> **Data for this exercise**:
▬▬▬▬▬▬

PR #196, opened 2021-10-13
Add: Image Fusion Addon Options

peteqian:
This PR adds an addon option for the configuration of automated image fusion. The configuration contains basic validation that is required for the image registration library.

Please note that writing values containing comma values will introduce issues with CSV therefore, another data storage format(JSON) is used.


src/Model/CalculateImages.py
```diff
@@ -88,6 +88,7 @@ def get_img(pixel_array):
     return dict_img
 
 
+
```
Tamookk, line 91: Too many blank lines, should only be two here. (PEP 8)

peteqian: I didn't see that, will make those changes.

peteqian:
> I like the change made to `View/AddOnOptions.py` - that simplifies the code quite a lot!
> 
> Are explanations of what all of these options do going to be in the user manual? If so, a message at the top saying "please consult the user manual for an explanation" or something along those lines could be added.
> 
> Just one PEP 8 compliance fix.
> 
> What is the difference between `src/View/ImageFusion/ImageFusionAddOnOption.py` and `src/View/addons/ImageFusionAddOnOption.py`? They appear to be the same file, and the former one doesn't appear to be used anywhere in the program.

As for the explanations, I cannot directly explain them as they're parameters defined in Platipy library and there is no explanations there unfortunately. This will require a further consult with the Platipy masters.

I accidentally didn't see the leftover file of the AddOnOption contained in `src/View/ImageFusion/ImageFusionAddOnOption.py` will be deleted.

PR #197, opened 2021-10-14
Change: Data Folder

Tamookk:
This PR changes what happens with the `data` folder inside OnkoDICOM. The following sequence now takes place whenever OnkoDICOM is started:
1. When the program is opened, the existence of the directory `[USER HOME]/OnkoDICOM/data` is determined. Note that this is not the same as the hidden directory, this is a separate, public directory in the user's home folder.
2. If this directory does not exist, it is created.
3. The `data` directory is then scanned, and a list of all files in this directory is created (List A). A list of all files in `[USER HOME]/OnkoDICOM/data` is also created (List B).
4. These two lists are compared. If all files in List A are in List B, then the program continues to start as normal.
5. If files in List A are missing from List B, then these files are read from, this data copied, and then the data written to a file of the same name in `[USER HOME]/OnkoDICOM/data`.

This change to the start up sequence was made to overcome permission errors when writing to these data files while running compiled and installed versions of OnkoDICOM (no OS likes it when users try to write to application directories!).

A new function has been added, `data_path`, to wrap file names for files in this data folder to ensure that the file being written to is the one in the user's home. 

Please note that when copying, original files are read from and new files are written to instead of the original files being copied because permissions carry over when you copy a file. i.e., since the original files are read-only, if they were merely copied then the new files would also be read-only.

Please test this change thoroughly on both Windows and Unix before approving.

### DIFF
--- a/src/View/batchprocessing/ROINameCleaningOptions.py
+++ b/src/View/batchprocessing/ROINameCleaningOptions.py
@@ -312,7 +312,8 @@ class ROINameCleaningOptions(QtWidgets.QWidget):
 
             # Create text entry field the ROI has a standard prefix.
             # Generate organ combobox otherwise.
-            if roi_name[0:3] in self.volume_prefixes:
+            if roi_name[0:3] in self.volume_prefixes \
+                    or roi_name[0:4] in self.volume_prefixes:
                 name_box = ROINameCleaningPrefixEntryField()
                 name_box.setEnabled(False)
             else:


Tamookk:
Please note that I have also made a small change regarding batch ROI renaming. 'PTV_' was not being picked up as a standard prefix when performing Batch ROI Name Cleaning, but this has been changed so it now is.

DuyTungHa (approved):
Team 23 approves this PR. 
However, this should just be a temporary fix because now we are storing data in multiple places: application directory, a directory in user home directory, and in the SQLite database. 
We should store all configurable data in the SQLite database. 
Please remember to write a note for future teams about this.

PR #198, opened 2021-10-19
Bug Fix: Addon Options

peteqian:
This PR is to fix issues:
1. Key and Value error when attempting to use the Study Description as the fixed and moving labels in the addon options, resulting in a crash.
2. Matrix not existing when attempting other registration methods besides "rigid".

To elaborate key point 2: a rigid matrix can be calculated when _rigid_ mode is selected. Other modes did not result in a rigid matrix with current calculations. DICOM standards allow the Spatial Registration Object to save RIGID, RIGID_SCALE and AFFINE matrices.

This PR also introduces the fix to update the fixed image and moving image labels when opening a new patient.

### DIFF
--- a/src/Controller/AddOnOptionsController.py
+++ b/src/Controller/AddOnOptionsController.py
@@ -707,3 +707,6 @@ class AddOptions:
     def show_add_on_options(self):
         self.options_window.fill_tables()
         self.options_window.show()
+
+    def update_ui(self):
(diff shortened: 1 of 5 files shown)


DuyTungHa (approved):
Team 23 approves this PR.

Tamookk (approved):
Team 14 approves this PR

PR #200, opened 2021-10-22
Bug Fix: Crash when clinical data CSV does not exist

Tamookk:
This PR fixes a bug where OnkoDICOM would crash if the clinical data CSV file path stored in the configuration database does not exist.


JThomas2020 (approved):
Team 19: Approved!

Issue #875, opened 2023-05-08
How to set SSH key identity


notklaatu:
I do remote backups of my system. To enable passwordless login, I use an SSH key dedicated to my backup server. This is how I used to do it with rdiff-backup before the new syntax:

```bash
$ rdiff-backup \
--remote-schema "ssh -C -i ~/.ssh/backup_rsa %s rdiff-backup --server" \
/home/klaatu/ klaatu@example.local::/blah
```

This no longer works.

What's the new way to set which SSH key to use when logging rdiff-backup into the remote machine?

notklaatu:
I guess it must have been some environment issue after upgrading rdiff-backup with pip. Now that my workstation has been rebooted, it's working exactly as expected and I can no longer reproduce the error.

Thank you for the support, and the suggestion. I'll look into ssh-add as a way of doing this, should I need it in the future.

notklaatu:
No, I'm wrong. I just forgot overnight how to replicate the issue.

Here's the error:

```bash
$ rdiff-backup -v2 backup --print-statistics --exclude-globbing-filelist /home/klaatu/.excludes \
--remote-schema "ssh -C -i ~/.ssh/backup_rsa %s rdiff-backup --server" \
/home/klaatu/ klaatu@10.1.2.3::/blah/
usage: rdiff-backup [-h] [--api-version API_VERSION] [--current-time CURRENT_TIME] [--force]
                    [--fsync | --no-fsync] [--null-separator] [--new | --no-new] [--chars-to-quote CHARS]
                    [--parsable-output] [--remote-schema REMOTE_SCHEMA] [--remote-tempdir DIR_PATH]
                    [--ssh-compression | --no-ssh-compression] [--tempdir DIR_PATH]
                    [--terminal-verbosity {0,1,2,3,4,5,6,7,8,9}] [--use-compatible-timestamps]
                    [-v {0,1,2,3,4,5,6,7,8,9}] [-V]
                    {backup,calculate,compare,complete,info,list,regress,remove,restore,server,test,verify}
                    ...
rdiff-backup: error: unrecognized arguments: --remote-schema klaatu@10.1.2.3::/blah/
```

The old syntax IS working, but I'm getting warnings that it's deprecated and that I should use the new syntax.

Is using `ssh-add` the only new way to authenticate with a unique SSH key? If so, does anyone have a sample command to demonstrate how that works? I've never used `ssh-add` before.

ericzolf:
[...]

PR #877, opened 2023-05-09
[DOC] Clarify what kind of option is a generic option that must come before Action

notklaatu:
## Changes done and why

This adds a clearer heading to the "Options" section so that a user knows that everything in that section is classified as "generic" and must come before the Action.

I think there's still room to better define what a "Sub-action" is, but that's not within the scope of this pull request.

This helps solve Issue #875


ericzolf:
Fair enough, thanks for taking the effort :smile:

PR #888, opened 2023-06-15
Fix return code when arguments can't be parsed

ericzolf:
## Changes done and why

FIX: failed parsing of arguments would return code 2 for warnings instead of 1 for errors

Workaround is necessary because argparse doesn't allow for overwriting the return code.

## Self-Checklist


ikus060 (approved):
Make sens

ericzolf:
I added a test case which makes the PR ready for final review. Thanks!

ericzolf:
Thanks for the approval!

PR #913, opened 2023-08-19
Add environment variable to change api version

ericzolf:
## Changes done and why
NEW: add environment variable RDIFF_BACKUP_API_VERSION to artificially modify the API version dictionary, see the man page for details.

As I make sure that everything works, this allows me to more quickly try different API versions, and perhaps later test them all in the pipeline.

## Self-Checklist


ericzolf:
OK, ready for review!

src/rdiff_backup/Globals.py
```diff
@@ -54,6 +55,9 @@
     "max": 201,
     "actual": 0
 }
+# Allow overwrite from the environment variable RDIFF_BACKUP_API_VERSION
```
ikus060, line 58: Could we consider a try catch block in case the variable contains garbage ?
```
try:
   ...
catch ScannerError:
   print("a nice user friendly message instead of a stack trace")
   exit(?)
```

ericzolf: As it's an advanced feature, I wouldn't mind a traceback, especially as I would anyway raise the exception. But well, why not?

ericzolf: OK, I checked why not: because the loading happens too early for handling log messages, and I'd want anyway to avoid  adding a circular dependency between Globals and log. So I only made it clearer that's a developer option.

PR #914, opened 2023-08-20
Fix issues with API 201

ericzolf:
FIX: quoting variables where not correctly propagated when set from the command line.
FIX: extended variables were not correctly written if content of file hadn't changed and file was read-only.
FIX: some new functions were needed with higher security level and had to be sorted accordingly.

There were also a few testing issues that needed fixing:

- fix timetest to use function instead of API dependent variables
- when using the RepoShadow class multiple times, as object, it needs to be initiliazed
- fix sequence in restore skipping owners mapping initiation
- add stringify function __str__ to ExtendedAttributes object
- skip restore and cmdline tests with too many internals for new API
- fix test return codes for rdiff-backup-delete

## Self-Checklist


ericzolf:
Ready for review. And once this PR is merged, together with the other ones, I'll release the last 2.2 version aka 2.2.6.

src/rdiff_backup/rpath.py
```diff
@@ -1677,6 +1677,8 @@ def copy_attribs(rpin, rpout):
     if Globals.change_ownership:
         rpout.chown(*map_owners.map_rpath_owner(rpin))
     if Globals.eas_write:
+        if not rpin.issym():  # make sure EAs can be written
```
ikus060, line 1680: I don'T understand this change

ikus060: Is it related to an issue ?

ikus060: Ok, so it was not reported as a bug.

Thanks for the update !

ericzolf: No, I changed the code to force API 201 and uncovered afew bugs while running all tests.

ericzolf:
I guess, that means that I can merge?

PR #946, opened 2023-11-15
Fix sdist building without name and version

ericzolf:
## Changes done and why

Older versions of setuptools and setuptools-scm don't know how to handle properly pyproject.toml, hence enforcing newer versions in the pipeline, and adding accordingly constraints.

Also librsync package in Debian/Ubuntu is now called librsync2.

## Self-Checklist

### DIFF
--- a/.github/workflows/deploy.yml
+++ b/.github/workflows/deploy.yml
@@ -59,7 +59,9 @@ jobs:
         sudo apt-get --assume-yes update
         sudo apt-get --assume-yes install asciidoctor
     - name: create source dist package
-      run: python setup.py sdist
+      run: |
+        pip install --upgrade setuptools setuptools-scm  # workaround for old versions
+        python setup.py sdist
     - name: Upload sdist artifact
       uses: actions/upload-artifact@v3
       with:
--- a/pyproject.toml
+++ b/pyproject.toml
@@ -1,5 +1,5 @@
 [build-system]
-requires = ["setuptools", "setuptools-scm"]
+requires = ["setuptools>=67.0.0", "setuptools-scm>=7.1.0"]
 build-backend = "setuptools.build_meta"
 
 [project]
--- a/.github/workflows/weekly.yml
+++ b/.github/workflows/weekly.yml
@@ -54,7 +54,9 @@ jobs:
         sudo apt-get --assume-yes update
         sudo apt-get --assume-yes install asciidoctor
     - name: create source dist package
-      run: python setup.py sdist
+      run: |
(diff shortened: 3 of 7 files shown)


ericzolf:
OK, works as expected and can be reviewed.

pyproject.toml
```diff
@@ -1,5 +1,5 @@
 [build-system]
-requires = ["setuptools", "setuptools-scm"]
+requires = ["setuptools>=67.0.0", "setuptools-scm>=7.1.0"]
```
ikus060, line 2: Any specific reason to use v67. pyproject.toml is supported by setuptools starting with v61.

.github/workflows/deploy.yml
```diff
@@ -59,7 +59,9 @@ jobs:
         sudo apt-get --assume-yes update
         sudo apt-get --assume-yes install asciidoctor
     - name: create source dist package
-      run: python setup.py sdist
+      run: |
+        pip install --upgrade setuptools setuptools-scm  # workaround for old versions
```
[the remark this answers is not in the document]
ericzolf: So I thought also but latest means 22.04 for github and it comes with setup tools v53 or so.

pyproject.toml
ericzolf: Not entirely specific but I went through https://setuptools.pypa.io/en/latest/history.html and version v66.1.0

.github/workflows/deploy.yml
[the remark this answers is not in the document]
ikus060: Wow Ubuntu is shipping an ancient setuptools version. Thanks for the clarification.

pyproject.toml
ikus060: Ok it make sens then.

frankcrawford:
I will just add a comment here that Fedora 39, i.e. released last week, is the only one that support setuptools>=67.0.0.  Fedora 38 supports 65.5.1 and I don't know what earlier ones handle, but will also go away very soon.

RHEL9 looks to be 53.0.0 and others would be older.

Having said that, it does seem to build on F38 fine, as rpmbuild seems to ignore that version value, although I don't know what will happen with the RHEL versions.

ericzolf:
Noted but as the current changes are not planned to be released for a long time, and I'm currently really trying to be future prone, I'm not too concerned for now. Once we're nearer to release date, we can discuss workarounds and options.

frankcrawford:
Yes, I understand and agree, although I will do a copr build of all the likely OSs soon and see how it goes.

▬▬▬▬▬▬

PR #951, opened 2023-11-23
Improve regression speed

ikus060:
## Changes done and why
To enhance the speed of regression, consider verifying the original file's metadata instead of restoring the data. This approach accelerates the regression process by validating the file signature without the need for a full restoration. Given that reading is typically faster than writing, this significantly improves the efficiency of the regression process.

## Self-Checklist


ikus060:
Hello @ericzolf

▬▬▬▬▬▬

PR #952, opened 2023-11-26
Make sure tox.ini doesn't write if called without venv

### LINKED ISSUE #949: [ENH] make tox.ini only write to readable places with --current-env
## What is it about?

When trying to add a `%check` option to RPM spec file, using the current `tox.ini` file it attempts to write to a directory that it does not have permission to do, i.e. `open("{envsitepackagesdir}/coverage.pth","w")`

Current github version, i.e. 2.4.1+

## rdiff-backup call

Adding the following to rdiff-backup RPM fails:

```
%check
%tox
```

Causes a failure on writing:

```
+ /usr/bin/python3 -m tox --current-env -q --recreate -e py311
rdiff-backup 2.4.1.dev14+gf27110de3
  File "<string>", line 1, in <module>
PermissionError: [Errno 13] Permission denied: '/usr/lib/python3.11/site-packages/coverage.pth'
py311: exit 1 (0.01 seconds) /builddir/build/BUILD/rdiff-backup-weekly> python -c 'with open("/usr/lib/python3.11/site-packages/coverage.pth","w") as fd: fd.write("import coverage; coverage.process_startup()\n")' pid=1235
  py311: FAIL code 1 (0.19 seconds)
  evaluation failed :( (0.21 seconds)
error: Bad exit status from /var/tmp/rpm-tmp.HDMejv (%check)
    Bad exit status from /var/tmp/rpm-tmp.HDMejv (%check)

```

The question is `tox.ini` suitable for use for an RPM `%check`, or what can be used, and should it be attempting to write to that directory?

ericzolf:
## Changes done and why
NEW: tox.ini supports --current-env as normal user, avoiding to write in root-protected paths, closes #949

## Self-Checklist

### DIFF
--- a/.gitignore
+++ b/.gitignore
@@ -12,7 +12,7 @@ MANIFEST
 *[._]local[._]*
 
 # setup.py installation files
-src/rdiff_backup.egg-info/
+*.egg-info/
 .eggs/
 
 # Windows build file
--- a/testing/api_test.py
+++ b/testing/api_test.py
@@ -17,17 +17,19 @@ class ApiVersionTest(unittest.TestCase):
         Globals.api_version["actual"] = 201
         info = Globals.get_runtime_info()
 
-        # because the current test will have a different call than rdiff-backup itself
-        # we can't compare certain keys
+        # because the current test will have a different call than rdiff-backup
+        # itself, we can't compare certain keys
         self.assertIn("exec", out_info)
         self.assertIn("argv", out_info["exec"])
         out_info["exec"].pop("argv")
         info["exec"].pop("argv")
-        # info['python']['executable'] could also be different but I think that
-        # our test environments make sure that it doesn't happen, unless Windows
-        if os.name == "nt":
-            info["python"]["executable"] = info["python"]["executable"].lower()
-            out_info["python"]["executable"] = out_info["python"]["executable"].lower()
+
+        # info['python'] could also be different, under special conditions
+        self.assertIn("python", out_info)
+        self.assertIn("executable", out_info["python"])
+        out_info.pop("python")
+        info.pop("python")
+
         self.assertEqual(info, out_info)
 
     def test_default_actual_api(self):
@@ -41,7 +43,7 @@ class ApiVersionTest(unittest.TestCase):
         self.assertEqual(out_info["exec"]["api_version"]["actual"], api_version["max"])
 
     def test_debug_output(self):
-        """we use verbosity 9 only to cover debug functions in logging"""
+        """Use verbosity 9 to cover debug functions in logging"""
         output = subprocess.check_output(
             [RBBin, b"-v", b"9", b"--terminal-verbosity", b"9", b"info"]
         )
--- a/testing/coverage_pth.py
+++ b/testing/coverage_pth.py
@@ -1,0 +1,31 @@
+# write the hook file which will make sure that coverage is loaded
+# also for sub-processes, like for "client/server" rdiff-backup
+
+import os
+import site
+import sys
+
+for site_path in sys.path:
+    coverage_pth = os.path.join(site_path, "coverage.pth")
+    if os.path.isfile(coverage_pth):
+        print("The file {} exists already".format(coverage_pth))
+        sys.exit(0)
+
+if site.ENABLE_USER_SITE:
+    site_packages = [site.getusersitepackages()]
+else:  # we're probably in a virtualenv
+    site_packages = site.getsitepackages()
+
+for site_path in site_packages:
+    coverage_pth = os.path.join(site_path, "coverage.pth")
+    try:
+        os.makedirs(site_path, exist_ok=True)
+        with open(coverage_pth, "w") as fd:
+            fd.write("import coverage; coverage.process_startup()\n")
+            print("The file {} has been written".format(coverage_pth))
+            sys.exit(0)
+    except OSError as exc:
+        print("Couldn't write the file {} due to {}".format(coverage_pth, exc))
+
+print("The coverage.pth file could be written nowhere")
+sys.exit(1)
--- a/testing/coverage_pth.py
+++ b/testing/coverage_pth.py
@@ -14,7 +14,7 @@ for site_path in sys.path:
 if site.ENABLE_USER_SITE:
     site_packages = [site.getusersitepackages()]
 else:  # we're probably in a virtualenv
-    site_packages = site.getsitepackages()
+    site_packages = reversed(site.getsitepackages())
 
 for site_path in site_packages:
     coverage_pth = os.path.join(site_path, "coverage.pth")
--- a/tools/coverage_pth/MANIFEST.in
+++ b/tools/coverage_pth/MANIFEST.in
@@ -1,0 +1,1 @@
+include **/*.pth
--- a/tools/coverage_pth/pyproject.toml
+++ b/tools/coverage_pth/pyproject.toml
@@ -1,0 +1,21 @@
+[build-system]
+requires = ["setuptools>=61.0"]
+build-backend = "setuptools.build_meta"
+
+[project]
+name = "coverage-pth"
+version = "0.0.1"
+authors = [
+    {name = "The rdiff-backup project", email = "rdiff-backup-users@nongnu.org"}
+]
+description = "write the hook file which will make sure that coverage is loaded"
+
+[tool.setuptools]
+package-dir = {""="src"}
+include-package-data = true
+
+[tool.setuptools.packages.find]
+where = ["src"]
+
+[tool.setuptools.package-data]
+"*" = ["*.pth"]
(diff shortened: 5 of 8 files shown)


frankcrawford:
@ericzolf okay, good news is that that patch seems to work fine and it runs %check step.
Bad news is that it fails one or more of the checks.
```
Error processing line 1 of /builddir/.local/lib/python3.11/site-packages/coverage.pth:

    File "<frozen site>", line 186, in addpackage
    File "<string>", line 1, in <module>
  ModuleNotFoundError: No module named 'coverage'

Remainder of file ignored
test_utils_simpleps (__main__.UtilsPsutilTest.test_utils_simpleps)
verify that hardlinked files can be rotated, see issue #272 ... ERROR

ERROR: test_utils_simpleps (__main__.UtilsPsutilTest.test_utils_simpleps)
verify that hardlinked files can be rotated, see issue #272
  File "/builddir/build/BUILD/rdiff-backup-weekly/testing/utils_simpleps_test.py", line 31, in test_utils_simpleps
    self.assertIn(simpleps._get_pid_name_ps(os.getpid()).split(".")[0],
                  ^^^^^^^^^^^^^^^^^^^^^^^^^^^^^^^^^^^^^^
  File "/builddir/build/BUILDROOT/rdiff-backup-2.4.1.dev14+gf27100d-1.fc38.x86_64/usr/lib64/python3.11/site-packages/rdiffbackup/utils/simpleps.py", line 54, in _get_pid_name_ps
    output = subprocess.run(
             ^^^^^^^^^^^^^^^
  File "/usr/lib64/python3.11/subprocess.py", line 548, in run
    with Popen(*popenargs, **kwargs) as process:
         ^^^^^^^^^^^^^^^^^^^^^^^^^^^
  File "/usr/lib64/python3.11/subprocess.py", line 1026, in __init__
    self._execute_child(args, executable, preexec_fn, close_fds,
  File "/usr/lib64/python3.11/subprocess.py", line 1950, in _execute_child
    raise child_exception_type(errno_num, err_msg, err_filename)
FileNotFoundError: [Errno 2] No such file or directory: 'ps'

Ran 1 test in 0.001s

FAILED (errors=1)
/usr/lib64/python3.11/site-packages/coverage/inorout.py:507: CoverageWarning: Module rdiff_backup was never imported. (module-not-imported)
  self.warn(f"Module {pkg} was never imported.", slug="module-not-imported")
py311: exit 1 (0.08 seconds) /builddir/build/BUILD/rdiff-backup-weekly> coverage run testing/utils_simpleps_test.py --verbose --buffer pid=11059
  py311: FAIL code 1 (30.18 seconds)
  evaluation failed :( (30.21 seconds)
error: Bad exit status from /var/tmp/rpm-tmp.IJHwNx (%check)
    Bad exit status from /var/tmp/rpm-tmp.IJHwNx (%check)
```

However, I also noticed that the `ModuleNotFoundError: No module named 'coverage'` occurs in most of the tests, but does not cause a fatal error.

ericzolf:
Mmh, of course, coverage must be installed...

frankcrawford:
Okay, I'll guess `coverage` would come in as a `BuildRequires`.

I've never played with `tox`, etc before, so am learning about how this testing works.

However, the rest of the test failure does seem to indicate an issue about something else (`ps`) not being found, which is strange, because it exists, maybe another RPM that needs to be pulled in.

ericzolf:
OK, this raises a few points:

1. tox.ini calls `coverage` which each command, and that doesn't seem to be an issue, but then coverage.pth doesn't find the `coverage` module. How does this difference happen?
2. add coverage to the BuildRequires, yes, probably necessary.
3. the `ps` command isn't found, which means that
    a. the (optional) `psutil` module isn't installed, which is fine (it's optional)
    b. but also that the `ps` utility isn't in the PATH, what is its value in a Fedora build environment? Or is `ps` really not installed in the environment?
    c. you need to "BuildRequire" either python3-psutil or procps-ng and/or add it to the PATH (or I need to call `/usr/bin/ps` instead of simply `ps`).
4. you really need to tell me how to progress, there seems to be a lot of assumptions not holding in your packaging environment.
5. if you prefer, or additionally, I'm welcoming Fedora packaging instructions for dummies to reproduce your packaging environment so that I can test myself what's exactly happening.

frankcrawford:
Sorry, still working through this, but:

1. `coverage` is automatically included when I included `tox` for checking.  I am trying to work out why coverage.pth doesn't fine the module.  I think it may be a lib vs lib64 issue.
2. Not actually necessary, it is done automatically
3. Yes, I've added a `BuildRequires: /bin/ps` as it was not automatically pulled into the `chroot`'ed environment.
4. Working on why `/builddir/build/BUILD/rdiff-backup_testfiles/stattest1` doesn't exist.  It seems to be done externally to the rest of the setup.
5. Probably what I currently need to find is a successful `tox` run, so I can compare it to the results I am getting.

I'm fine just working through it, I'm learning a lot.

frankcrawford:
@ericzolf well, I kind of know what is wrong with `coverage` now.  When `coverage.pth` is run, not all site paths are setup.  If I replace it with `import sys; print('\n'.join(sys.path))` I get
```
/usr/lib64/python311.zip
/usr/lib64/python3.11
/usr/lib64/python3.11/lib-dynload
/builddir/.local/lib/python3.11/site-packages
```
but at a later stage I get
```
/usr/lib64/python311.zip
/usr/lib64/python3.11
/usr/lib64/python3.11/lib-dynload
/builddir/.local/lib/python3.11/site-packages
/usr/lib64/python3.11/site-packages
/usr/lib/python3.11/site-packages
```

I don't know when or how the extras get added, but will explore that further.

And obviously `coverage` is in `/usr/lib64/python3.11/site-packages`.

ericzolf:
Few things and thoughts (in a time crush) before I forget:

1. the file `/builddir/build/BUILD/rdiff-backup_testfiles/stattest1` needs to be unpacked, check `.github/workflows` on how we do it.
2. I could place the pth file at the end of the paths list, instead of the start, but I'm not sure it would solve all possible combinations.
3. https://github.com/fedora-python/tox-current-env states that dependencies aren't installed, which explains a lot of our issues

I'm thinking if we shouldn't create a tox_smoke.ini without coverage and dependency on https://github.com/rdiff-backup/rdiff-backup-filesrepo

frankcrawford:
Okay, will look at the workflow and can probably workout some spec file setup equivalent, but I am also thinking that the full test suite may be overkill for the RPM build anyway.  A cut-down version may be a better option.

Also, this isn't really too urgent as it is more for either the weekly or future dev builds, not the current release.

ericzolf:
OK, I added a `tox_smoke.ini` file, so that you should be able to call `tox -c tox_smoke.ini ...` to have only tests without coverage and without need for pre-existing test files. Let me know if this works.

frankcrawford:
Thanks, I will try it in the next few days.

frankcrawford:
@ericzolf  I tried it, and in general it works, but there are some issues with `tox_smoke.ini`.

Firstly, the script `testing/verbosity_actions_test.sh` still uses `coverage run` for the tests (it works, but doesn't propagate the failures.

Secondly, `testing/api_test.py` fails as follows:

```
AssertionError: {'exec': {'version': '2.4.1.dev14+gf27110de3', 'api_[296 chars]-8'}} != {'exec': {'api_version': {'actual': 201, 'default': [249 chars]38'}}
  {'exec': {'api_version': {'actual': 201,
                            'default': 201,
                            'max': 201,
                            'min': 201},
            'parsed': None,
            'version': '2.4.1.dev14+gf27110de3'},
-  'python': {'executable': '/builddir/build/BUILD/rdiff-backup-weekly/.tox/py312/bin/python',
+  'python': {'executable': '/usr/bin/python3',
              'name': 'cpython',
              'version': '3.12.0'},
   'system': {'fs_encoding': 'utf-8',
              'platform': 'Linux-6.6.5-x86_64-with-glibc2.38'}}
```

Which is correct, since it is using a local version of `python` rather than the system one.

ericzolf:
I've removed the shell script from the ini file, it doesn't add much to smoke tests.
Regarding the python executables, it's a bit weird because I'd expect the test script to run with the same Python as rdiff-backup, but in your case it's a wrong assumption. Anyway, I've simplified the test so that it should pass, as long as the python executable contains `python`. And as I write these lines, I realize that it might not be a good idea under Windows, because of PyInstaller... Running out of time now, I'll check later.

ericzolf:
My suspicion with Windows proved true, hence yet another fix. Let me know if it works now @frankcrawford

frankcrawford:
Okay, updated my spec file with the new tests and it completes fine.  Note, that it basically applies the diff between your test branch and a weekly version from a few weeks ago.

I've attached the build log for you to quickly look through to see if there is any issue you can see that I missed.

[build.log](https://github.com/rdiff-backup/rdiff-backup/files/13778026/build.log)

▬▬▬▬▬▬

> **What is needed**:
Determine how many of the lines above hold the word "normal", and output that number by itself.

> **Completed exercise**:
2